My wife hides in the bathroom. Our twin daughters hide in the Bronx. My sister hides in Dallas with her family; she knows I won’t go there because of Kennedy and Oswald. It’s been forty years but I still can’t find it in my heart to forgive Dallas. My son hides in Montana with a para-military group and I most certainly wouldn’t be welcome there; nor would I want to go.


Sometimes I miss my wife so I go into the bathroom where Liz is soaking in the tub reading and I sit on the floor reading my own book. It’s her private time so I don’t disturb her with talk. Liz doesn’t acknowledge my presence, not even when she puts her book down to add more hot water. If she would let the hot water run slowly she wouldn’t have to worry about adding any. I’ve told her this before. She’ll come out of the bathroom after I’ve left when she’s pretty sure that I’ve fallen asleep.

It’s no different at work. The other sales people hide in groups talking and go out to lunch together. My office manager picks up her phone when she sees me approaching her office. The secretary passes messages to me via email and the other salespeople in the office leave me voice messages as opposed to walking over and talking to me.

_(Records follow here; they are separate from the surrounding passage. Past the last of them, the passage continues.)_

PR #5539, opened 2023-10-17
Add `Delay` struct that is generated by `sleep`

FirelightFlagboy:
That still allow to use sleep in the old fashion way:

```rust
sleep(ONE_SECOND).await;
```

But now that it return an object, it allow something like:

```rust
let delay = sleep(ONE_SECOND).await;

// Other stuff

delay.await
```

### DIFF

Sara and Sasha, the twins in the Bronx worry me. I tell them I’d feel better if they moved to Brooklyn, or even Queens. They call their Mother but I never seem to get them in when I call. I’d hate to believe they’re screening their calls and I’m not making it through the screening.

Sorry we missed your call, they’ll email and add a couple of more sentences before adding their standard, “See ya, gotta run." Mickey, my son in Montana, calls on my birthday and sends a card on Father’s Day. He uses a pay phone for his call so the automated operator always interrupts his three-minute call with a fifteen second warning.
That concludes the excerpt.